Gosh, I sure hope you have someone there to help hold you up. Your family, his family, faith group, hospital chaplain, somebody. Please do allow yourself to accept any help that is offered and to ask for it when you need it.
Donaleigh
09-15-2008, 07:59 PM
The Hospital is an ordeal in itself. He has cellulitis in his stomach and it is NOT gas gengrene. He is still dealing with diabetes trying to stabilize the sugar and BP. This site of the swelling is unsightly. I am relieved to hear the Doctor tell him that he is no longer going to survive without insulin shots given 4 times throughout the day. My husband is seemingly willing now to have a routine. Cheers to such nice folks on this site!
buttons
09-15-2008, 08:08 PM
I am sorry ...no answeres for you , wish I had some.
volleyball
09-15-2008, 08:21 PM
So overall this might be a blessing in disguise. A wake up call, a tough wake up call but some of just keep hitting the snooze button way too long.
davef
09-16-2008, 02:14 AM
The Hospital is an ordeal in itself. He has cellulitis in his stomach and it is NOT gas gengrene. He is still dealing with diabetes trying to stabilize the sugar and BP. This site of the swelling is unsightly. I am relieved to hear the Doctor tell him that he is no longer going to survive without insulin shots given 4 times throughout the day. My husband is seemingly willing now to have a routine. Cheers to such nice folks on this site!
Thanks for the update. The cellulitis can be draining in itself, I had in my stomach just before being diagnose but it sounds like you hubby has gotten a nasty bout of it.
It's good to hear that your husband is willing to have a routine, perhaps he is like me and works better with a fixed routine.
Do encourage him to join us on the forums, he will get lots of support and this is the best place to learn about his new lifestyle. If I could make changes then anyone can and I now feel so much better, I'm healthier with diabetes than I was for many years before being diagnosed.
Tell him his new friends on Diabetes Forums were asking for him!
Make sure to take care of yourself, eat and rest, having a loved one in hospital can be very tiring.
Kim_in_TN
09-16-2008, 08:51 AM
So glad to hear that your hubby is getting help that he needs and seems to be truly wanting to change!
georgepds
09-16-2008, 03:24 PM
....I am relieved to hear the Doctor tell him that he is no longer going to survive without insulin shots given 4 times throughout the day. My husband is seemingly willing now to have a routine....

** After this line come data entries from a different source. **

PR #409, opened 2024-06-17
Enable pg_stat_statements postgres extension when in pm-mode

JimFuller-RedHat:
Sets embedded postgres config to preload **pg_stat_statements** lib
```
  shared_preload_libraries=pg_stat_statements
```
so we can invoke
```
  CREATE EXTENSION IF NOT EXISTS pg_stat_statements;
```
when _pm-mode_ is engaged, which installs **pg_stat_statements** into **trustify** embedded pg database.

This is a minimal first effort - in the future we may want to do more - such as pass in env var to set pg configs, etc ... though as _pm-mode_ is purely developmental I stopped there.

**Note**: Bumped **postgresql_embedded**=0.10.1, **postgresql_archive**=0.10.1

### DIFF
--- a/common/src/db/mod.rs
+++ b/common/src/db/mod.rs
@@ -173,17 +173,18 @@ impl Database {
                 format!("DROP DATABASE IF EXISTS \"{}\";", database.name),
             ))
             .await?;
-
         let create_db_result = db
             .execute(Statement::from_string(
                 db.get_database_backend(),
                 format!("CREATE DATABASE \"{}\";", database.name),
             ))
             .await?;
-
         db.close().await?;
 
         let db = Self::new(database).await?;
+        let install_pg_stat_statements_ext_db_result = db
+            .execute_unprepared("CREATE EXTENSION IF NOT EXISTS \"pg_stat_statements\";")
+            .await?;
         db.migrate().await?;
 
         Ok(db)
--- a/trustd/src/db.rs
+++ b/trustd/src/db.rs
@@ -1,4 +1,5 @@
 use postgresql_embedded::PostgreSQL;
+use std::collections::HashMap;
 use std::env;
 use std::fs::create_dir_all;
 use std::process::ExitCode;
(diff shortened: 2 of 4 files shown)


common/src/db/mod.rs
```diff
@@ -167,6 +167,15 @@ impl Database {
...
 
+        let install_extension_db_result = db
+            .execute(Statement::from_string(
+                db.get_database_backend(),
+                format!(
+                    "CREATE EXTENSION IF NOT EXISTS \"{}\";",
+                    "pg_stat_statements"
+                ),
+            ))
+            .await;
```
ctron, line 178: I think this misses a `?` at the end. Which expands into something like:

```rust
let result = match result {
  Ok(result) => result,
  Err(err) => return Err(err),
}
```

Which is a little bit like "ok or throw". But only works in function which return a `Result`. Also the error of the expression must implement `Into` to the error type of the function's result.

I'm so glad there is hope of a change for you
As to people who refuse medical treatment.. you just never know where it will happen. I know a family of doctors ( surgeon father, radiologist daughter) who refuse dental treatment. They extract their own teeth when the problem reaches a crisis... go figure
Scrabblechick
09-17-2008, 03:06 PM
Donaleigh, I'm convinced that NOTHING wears you out, physically, mentally and spiritually, like having a loved one in the hospital. I know where you're coming from. However, I'm very glad to hear your husband didn't have any kind of gangrene, and that his doctor has taken a no-nonsense approach with him.
Keeping you and your hubby lifted up in prayer.